Als ich sagte ich kannte mich vor 6 Jahren mit Hardware etwas aus, meinte ich dass ich wusste was Aktuell ist, was gut ist und was nicht usw....aber eunbauen oder selber zusammen bauen konnte ich noch nie 


Was haltet Ihr von diesem PC hier? Gutes Angebot? Meinen damaligen PC hatte ich auch da her.

One GameStar PC AMD FX-6100, 6x 3.3 Ghz, 8192MB DDR3, 1000GB, 60 GB

oder diesen?

One Computer Core i7-3770, 4x3.4Ghz, 8192MB DDR3, 1000GB, 22x DVD

oder nen gaaanz anderen?


----------



## Herbboy (13. März 2013)

Die sind zwar ganz gut, aber an sich zu teuer. Bei dem mit AMD-CPU ist die Grafikkarte stärker als bei dem Intel-PC; beim Intel PC wiederum ist die CPU besser.


Aber insgesamt kann man da eine sinnvollere Kombination selber zusammenstellen: eine CPU besser als beim AMD-PC und fast so gut wie die beim Intel-PC, nur deutlich günstiger, wäre ein i5-3470 oder 3570. Und als Grafikkarte kann man da eine AMD 7950 nehmen, die ist besser als beide Karten.
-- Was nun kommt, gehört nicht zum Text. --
PR #205, opened 2020-06-19
addons: fix building target images with openwrt imagebuilder

PolynomialDivision:
Check if we are on "real hardware" or compiling an image with imagebuilder. If we are using imagebuilder the `/lib/functions.sh` is not existing.

This should fix https://github.com/freifunk-berlin/firmware/issues/810.

### DIFF
--- a/addons/collectd-addons/Makefile
+++ b/addons/collectd-addons/Makefile
@@ -83,7 +83,9 @@ endef
 
 define Package/collectd-dnsmasq-addon/postinst
 #!/bin/sh
+[ -n "$$IPKG_INSTROOT" ] || {
 $${IPKG_INSTROOT}/tmp/collectd-dnsmasq-addon_postinst.sh
+}
 endef
 
 $(eval $(call Download,ubnt_mibs))
--- a/addons/freifunk-berlin-bbbdigger/Makefile
+++ b/addons/freifunk-berlin-bbbdigger/Makefile
@@ -48,7 +48,9 @@ endef
 
 define Package/freifunk-berlin-bbbdigger/postinst
 #!/bin/sh
+[ -n "$$IPKG_INSTROOT" ] || {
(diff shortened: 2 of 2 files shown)


PolynomialDivision:
> beside my comments on $IPKG_INSTROOT doing it your way, will stop the code to be executed when building with imagebuilder. But when will this script be executed on the real hardware? I think with this change it will prevent execution at all in the imagebuilder and on real hardware. Which will not enable the plugin in the final consequence.
> 
> EDIT: https://github.com/freifunk/openwrt-packages/pull/22/files shows a similar usecase.

When are this post-install scripts executed when using the freifunk firmware image builder? I thought this scripts are just for opkg?

Further you mean we should do something like:
```
define Package/freifunk-berlin-bbbdigger/postinst
[ -n "$$IPKG_INSTROOT" ] || {
#!/bin/sh
$${IPKG_INSTROOT}/tmp/freifunk-berlin-bbbdigger_postinst.sh
}
endef
```

SvenRoederer:
> When are this post-install scripts executed when using the freifunk firmware image builder? I thought this scripts are just for opkg?

As running the imagebuilder fails when running this postinst directive, it's obvious that it runs these scripts. When doing a runtime-installation via opkg, the same scripts are triggered in its postinst-hook.

@Akira25 Removing the postinst, as by this test-conditon of this PR, it will fix the imagebuilder run, but I don't see a way this postinst-script will be called at all. So the setup / configuration will not happen and must be done manually be the user.

PolynomialDivision:
I made this PR without knowing that the package is only used to be installed via opkg. I'm not sure what the best solution is, but it should not break the installation via opkg? Or is this wrong syntax?

SvenRoederer:
But the package will not be correctly configured when using it in the imagebuilder (currently it fails "verbose", after the change it fails "silently"). As it stays broken either way, I prefer "failing verbose" than having the user to dig around why the setup is failing.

Somit hast Du insgesamt nen schnelleren PC als bei one.de

Siehe mein Bild im Anhang, das wäre ein PC, den Du so bei einem Shop wie zB hardwareversand.de zusammenbauen lassen kannst, das kostet dort 20€. Den PC hab ich vor ein paar Wochen schon zusammengestellt, damals wären das 850€ gewesen, das müsste inzwischen ein wenig billiger sein. So ein PC wäre Top für den Preis - DU kannst beim RAM dort 8GB statt 16GB nehmen, ich hatte den damals für jemanden zusammengestellt, der für bestimmte Anwendungen viel RAM braucht. Für Spiele ist das aber unnötig, spart also allein ca 30-40€.

Und man könnte auch eine etwas günstigere CPU nehmen, Netzteil gibt es auch welche um die 50-60€, die gut genug sind.


----------



## Loce (14. März 2013)

Und wie lange ca. könnte ich mit dem von dir genannten System ungefähr ohne Probleme spiele spielen die aktuell sind? 2 Jahre kommt das hin?


----------



## Herbboy (14. März 2013)

Loce schrieb:


> Und wie lange ca. könnte ich mit dem von dir genannten System ungefähr ohne Probleme spiele spielen die aktuell sind? 2 Jahre kommt das hin?



2 Jahre bestimmt, das dann sogar in 2 Jahren noch auf mittleren Details und nicht "hart an der Grenze auf niedrig" - aber 100% kann man so was nie sagen. Es ist aber sehr unwahrscheinlich, dass in schon einem Jahr so ein Pc nicht mehr reicht, der für heute für alles locker auf hohen Details ausreicht. Und für ca 800-900€ geht es auch nicht besser. Man könnte eine etwas stärkere Grafikkarte einbauen, aber die würde auch nicht viel mehr bringen und auch nicht direkt den PC zB ein ganzes Jahr länger "halten" lassen. Vermutlich wird in 2-3 Jahren dann die Grafikkarte was knapp, und dann ist es kein Problem, ne neue zu kaufen und einzubauen.


----------